Finding Duplicates in 1.1M BDD Steps: cukereuse, a Paraphrase-Robust Static Detector for Cucumber and Gherkin

from arxiv, 39 pages, 9 figures, 8 tables. Under review at Software Quality Journal. Tool, corpus, labelled benchmark, and rubric released at https://github.com/amughalbscs16/cukereuse-release under Apache-2.0

Behaviour-Driven Development (BDD) suites accumulate step-text duplication whose maintenance cost is established in prior work. Existing detection techniques require running the tests (Binamungu et al., 2018-2023) or are confined to a single organisation (Irshad et al., 2020-2022), leaving a gap: a purely static, paraphrase-robust, step-level detector usable on any repository. We fill the gap with cukereuse, an open-source Python CLI combining exact hashing, Levenshtein ratio, and sentence-transformer embeddings in a layered pipeline, released alongside an empirical corpus of 347 public GitHub repositories, 23,667 parsed .feature files, and 1,113,616 Gherkin steps. The step-weighted exact-duplicate rate is 80.2 %; the median-repository rate is 58.6 % (Spearman rho = 0.51 with size). The top hybrid cluster groups 20.7k occurrences across 2.2k files. Against 1,020 pairs manually labelled by the three authors under a released rubric (inter-annotator Fleiss' kappa = 0.84 on a 60-pair overlap), we report precision, recall, and F1 with bootstrap 95 % CIs under two protocols: the primary rubric and a score-free second-pass relabelling. The strongest honest pair-level number is near-exact at F1 = 0.822 on score-free labels; the primary-rubric semantic F1 = 0.906 is inflated by a stratification artefact that pins recall at 1.000. Lexical baselines (SourcererCC-style, NiCad-style) reach primary F1 = 0.761 and 0.799. The paper also presents a CDN-structured critique of Gherkin (Cognitive Dimensions of Notations); eight of fourteen dimensions are rated problematic or unsupported. The tool, corpus, labelled pairs, rubric, and pipeline are released under permissive licences.

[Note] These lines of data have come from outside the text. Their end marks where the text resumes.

PR #3031, opened 2026-03-30
Add periodic auto-save feature

### LINKED ISSUE #1376: Automatic save
> *Originally submitted to [Google Code](http://code.google.com/p/robotframework-ride/issues/detail?id=1336) by guillaum... on 4 Mar 2014*

It could be a good idea to have an automatic save of all file modified, every minute for exemple. Period could be configured.

chelslava:
## Summary
Closes #1376

Adds a periodic auto-save feature that automatically saves all modified files at a configurable interval.

## Changes
- Added auto-save interval setting to preferences
- Added auto-save timer in mainframe
- Default interval: 0 (disabled)

### DIFF
--- a/src/robotide/ui/mainframe.py
+++ b/src/robotide/ui/mainframe.py
@@ -380,7 +380,7 @@ class RideFrame(wx.Frame):
 
     def _on_auto_save(self, event):
         """Auto-save all files when timer fires."""
-        _ = event
+        __ = event 
         if self.controller and self.controller.is_dirty():
             RideBeforeSaving().publish()
             self.save_all()
--- a/src/robotide/ui/mainframe.py
+++ b/src/robotide/ui/mainframe.py
@@ -167,7 +167,9 @@ class RideFrame(wx.Frame):
         self.color_foreground = self.general_settings.get('foreground', '#5E5C64') if self.general_settings else '#5E5C64'
         self.font_face = self.general_settings.get('font face', '') if self.general_settings else ''
         self.font_size = self.general_settings.get('font size', 11) if self.general_settings else 11
-        self.ui_language = self.general_settings.get('ui language', 'English') if self.general_settings else 'English' 
+        self.ui_language = self.general_settings.get('ui language', 'English') if self.general_settings else 'English'
+        self._auto_save_interval = application.settings.get('auto save interval', 0)
+        self._auto_save_timer = None
         self.main_menu = None
         self._init_ui()
         self.SetIcon(wx.Icon(self._image_provider.RIDE_ICON))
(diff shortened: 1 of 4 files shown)


src/robotide/ui/mainframe.py
```diff
@@ -364,6 +368,30 @@ def get_selected_datafile(self):
...
+            self._auto_save_timer.Stop()
+            self._auto_save_timer = None
+        if self._auto_save_interval > 0:
+            self._auto_save_timer = wx.Timer(self)
+            self.Bind(wx.EVT_TIMER, self._on_auto_save, self._auto_save_timer)
+            self._auto_save_timer.Start(self._auto_save_interval * 60 * 1000)  # minutes to milliseconds
+
+    def _on_auto_save(self, event):
+        """Auto-save all files when timer fires."""
+        _ = event
```
HelioGuilherme66: To avoid breaking translation function,  when we use it, we should use:
__ = event

HelioGuilherme66 (changes requested):
See inline comment.

src/robotide/ui/mainframe.py
HelioGuilherme66: Please do a change and new commit. It must be double underscore to not change the original function.
```
__ = event  # Not _ = event 
```

HelioGuilherme66 (approved):

src/robotide/ui/mainframe.py
```diff
@@ -364,6 +368,30 @@ def get_selected_datafile(self):
...
+            self.Bind(wx.EVT_TIMER, self._on_auto_save, self._auto_save_timer)
+            self._auto_save_timer.Start(self._auto_save_interval * 60 * 1000)  # minutes to milliseconds
+
+    def _on_auto_save(self, event):
+        """Auto-save all files when timer fires."""
+        __ = event 
+        if self.controller and self.controller.is_dirty():
+            RideBeforeSaving().publish()
+            self.save_all()
+            self.SetStatusText(_('Auto-saved all files'))
```
HelioGuilherme66, line 387: I think it is missing the restart of the timer. I propose:
```
wx.CallAfter(self._start_auto_save_timer)
```

HelioGuilherme66 (changes requested):
Please add the reset of the timer.

src/robotide/ui/mainframe.py
chelslava: Done, thanks. I added `wx.CallAfter(self._start_auto_save_timer)` after the successful auto-save path and pushed the update in commit `e44f0fd5`.

I also added a focused regression test for this behavior.

HelioGuilherme66 (approved):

翻译：行为驱动开发（BDD）套件中积累的步骤文本重复，其维护成本已在先前工作中得到确认。现有检测技术需要运行测试（Binamungu等，2018-2023）或局限于单一组织（Irshad等，2020-2022），存在空白：缺乏一种纯静态、对复述鲁棒、可在任意仓库上使用的步骤级检测器。我们通过cukereuse填补了这一空白——这是一个开源Python命令行工具，采用分层流水线，结合精确哈希、莱文斯坦比率和sentence-transformer嵌入，同时发布了一个包含347个公开GitHub仓库、23,667个解析后的.feature文件以及1,113,616个Gherkin步骤的经验语料库。按步骤加权的精确重复率为80.2%；仓库中位数重复率为58.6%（与规模的相关斯皮尔曼rho=0.51）。最大的混合聚类包含跨越2,200个文件的20,700次出现。针对三位作者根据已发布的评分标准手动标注的1,020对（60对重叠上的标注者间弗莱斯kappa=0.84），我们报告了两种协议下的精确率、召回率和F1值及其bootstrap 95%置信区间：主要评分标准和无分数的第二轮重新标注。在无分数标签下，最可靠的成对级别近似精确F1=0.822；主要评分标准下的语义F1=0.906因分层人为因素而虚高（该因素将召回率固定在1.000）。基于词法的基线方法（SourcererCC风格、NiCad风格）主要F1分别达到0.761和0.799。本文还提出了一项基于符号表示认知维度（CDN）结构的Gherkin批评分析；十四个维度中有八个被评为有问题或缺乏支持。该工具、语料库、标注对、评分标准和流水线均以宽松许可证发布。